How can I create an EXTERNAL TABLE in Azure Databricks which reads from Azure Data Lake Store? I am having trouble seeing in the documentation if it is even possible. I have a set of CSV files in a specific folder in Azure Data lake Store, and I want to do a CREATE EXTERNAL TABLE in Azure Databricks which points to the CSV files.
2 Answers
1. Reference mounted directories
You can mount the Azure Data Lake Store (ADLS) to Azure Databricks DBFS (requires 4.0 runtime or higher):
# Get Azure Data Lake Store credentials from the secret store
clientid = dbutils.preview.secret.get(scope = "adls", key = "clientid")
credential = dbutils.preview.secret.get(scope = "adls", key = "credential")
refreshurl = dbutils.preview.secret.get(scope = "adls", key = "refreshurl")

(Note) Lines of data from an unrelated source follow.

Issue #1859, opened 2023-12-06
Improve error message if not full token is not copied (Checksum correct)


HazAT:
<img width="893" alt="image" src="https://github.com/getsentry/sentry-cli/assets/363802/577758ca-263e-4028-9048-a991514cdea5">

If you fail to copy the full token - we should improve the error message to tell users they fucked up copying the full token (because checksum check failed)

szokeasaurusrex:
We also need to make sure we validate the token on the client (or server) before sending

szokeasaurusrex:
@HazAT I proposed a simpler change in #1876 that would add the more specific error message when a 401 status code is received from the server. Adding the error message based on the HTTP status allows us to skip parsing and validating the auth token client-side, but of course, we might end up adding the message even when the auth token was correctly copied, but some other problem occurred (e.g. token was revoked). Since the error message I wrote only instructs users to make sure they copied the token correctly, I think it is okay to add the message even when the error has a different cause.

What do you think -- does #1876 accomplish what you wanted, or should we add the client-side validation for the auth token?

HazAT:
No, I would not do it like this: `401` represents another error and showing only this message for `401` could confuse users even more.
If the token is malformed can and should be validated by the client and has nothing to do with the return code.

szokeasaurusrex:
Good point @HazAT – let's implement the validation per the original plan in that case

szokeasaurusrex:
Reopening, since we needed to revert #1885 to fix #1888 temporarily, while we figure out what is causing #1888.

PR #1876, opened 2023-12-27
feat(api): More specific error message for 401 Sentry errors

szokeasaurusrex:
Add a line to the error message output when a 401 error occurs when communicating with Sentry to instruct users to verify that the auth token was copied correctly. An incorrectly copied auth token is a likely cause of a 401 error.

Fixes GH-1859


szokeasaurusrex:
Closed in favor of adding validation, per https://github.com/getsentry/sentry-cli/issues/1859#issuecomment-1872082427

accounturl = dbutils.preview.secret.get(scope = "adls", key = "accounturl")
# Mount the ADLS
configs = {"dfs.adls.oauth2.access.token.provider.type": "ClientCredential",
"dfs.adls.oauth2.client.id": clientid,
"dfs.adls.oauth2.credential": credential,
"dfs.adls.oauth2.refresh.url": refreshurl}
dbutils.fs.mount(
source = accounturl,
mount_point = "/mnt/adls",
extra_configs = configs)
Table creation works the same way as with DBFS. Just reference the mountpoint with the directory in ADLS, e. g.:
%sql
CREATE TABLE product
USING CSV
OPTIONS (header "true", inferSchema "true")
LOCATION "/mnt/adls/productscsv/"
The location clause automatically implies EXTERNAL. See also Azure Databricks Documentation.

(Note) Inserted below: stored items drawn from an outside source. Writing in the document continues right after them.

PR #4110, opened 2020-05-13
spinner [nfc]: Fix misaligned images.

### LINKED ISSUE #4080: Loading spinner ring is wobbly
Peek 2020-05-01 13-40 trimmed twice

It's tricky to tell, but I don't *think* it's an optical illusion.

agrawal-d:
spinner

The spinner is still  *slightly* wobbly, but it's only visible if you zoom in a lot. If this is not acceptable, feel free to close this PR. :) 

The image was misaligned, and had more empty space on top than in
the bottom, causing it to appear wobbly when rotated. The
image has been edited to fix this.

Closes #4080.


chrisbobbe:
Nice! Could you update `spinning-progress-white.png` exactly the same way? I made that file in bfb884a0e by copying `spinning-progress-black.png` and just inverting the colors, so it'll have the same wobble. Not sure about `spinning-progress.png`, the one with the default green color.

agrawal-d:
Sure. Yay. it's really simple with GIMP - it's a built in command to invert colours. What did you origianlly use?

agrawal-d:
I just checked `spinning-progress.png`, it's okay.

chrisbobbe:
Merged, thank you! I just removed the `[nfc]` from the commit message since there's a visible difference after this change. True, there aren't any code changes, but I wouldn't necessarily describe it as a "pure refactor".

chrisbobbe:
> (Yay. it's really simple with GIMP - it's a built-in command to invert colours. What did you originally use?)

I think I used Preview on my mac? 🤔 I had to Google around a lot to find the tool that would invert the colors. I think GIMP would have been easier but I guess I didn't feel like getting it all set up and stuff. 😛

PR #4113, opened 2020-05-15
ios deps [nfc]: Mark two deps that we're explicitly not linking.

chrisbobbe:
Add some comments to the Podfile on two RN-dependent pods that we *could* link, but don't, for reasons.


gnprice:
Merged -- thanks!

2. Reference the Data Lake Store in the table definition directly
You can also reference the storage directly without mounting the storage. This scenario makes sense if the metadata or parts of the code are also used in other platforms. In this scenario access to the storage has to be defined on the cluster or notebook level (see this Databricks documentation for ADLS Gen1 or this documentation for Gen2 configuration details) or Azure AD Credential Passthrough is used. The table definition would look like this for ADLS Gen1:
CREATE TABLE sampletable
(L_ORDERKEY BIGINT,
L_PARTKEY BIGINT,
L_SUPPKEY BIGINT,
L_SHIPMODE STRING,
L_COMMENT STRING)
USING csv
OPTIONS ('DELIMITER' '|')
LOCATION "adl://<your adls>.azuredatalakestore.net/directory1/sampletable"
;
For Azure Data Lake Gen2 the location reference looks like:
LOCATION "abfss://<file_system>@<account_name.dfs.core.windows.net/directory/tablename"

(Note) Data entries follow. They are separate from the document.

PR #4114, opened 2020-05-15
Remove direct `react-navigation-tabs` dependency.

chrisbobbe:
This is almost NFC, considering how thin `react-navigation`'s wrapper around `react-navigation-tabs`'s `createBottomTabNavigator` is.

    ```
    get createBottomTabNavigator() {
      return require('react-navigation-tabs').createBottomTabNavigator;
    },
    ```


chrisbobbe:
Oh, oops. There's one more usage of `react-navigation-tabs` — should be able to take care of that the same way; I'll update the PR and re-post here.

gnprice:
I like the reasoning for removing the direct dependency on react-navigation-tabs.

We should also remove the corresponding libdef in flow-typed/npm/.

For the fixmes, compare the fixmes that were removed in 0d2066f41 when we switched to using react-navigation-tabs. They were narrower, which meant we got type-checking on the rest of what we were passing to react-navigation there. That seems worth preserving -- there's a bunch of other options involved that it's good to check on.

In the analysis of what's causing the need for the fixmes:

    One summary of the error on, e.g., `HomeTab`, is, "Hey, you should
    write down the fact that HomeTab gets special treatment because it's
    passed into `createBottomTabNavigator`. It gets certain props, for
    example, like the `navigation` prop."

I don't think this is quite it, because if you look at the error it doesn't mention a name `navigation`. It seems to be entirely about the `navigationOptions` property. Which in particular is a property on the component *type*, i.e. a property on the value `HomeTab` itself, i.e. if it's a class then a static property on the class.

It's actually kind of puzzling to me what Flow is doing there, because the libdef says the property is optional, so it should be fine to simply not have it. (As indeed we don't.) I suspect the story involves something like React.ComponentType<…> being handled specially and not as "an object type" at all.

I think I can fix the issue that our typed `connect` doesn't pass through the information about static properties on the component type. The main annoying part will be testing that the fix doesn't cause Flow to lose type-checking precision somewhere else.

But also, on testing one possible fix for that, I find that the react-navigation libdef doesn't actually allow a useful `navigationOptions` anyway! I tried putting
```
 class HomeTab extends PureComponent<Props> {
+  static navigationOptions = { tabBarLabel: 'Home' };
+
```
and that produces an error saying `tabBarLabel` isn't allowed. And in fact it's the same error if I cut out `connect` entirely. So... we wouldn't get useful type-checking if we actually *used* this feature of the react-navigation API, which rather lessens the motivation to fix the `connect` type so that we could try.

chrisbobbe:
Oh no! I'm about 80% sure I posted a lengthy reply to this, referring to my earlier thoughts on this extra property on the component, [here](https://chat.zulip.org/#narrow/stream/243-mobile-team/topic/react-navigation.20types/near/878759). Hmm.

chrisbobbe:
> Oh no! I'm about 80% sure I posted a lengthy reply to this, referring to my earlier thoughts on this extra property on the component, [here](https://chat.zulip.org/#narrow/stream/243-mobile-team/topic/react-navigation.20types/near/878759). Hmm, maybe I didn't follow through, or it got lost somehow.

Ah! I think @gnprice and I discussed it on the phone; that must have been it.

chrisbobbe:
Thanks for the review! Just pushed my latest changes.

chrisbobbe:
> We should also remove the corresponding libdef in flow-typed/npm/.

Ah, just did this, and rebased.

chrisbobbe:
I'm closing this, as we'll need to depend on it directly in react-navigation v4: https://reactnavigation.org/docs/4.x/upgrading-from-3.x/#install-the-new-packages (see the first subheader, "Install the new packages").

you should consider looking at this link: https://docs.azuredatabricks.net/spark/latest/data-sources/azure/azure-datalake.html
Access Azure Data Lake Store using the Spark API To read from your Data Lake Store account, you can configure Spark to use service credentials with the following snippet in your notebook:
spark.conf.set("dfs.adls.oauth2.access.token.provider.type", "ClientCredential") spark.conf.set("dfs.adls.oauth2.client.id", "{YOUR SERVICE CLIENT ID}") spark.conf.set("dfs.adls.oauth2.credential", "{YOUR SERVICE CREDENTIALS}") spark.conf.set("dfs.adls.oauth2.refresh.url", "https://login.microsoftonline.com/{YOUR DIRECTORY ID}/oauth2/token")
It doesn't mention the use of External Table.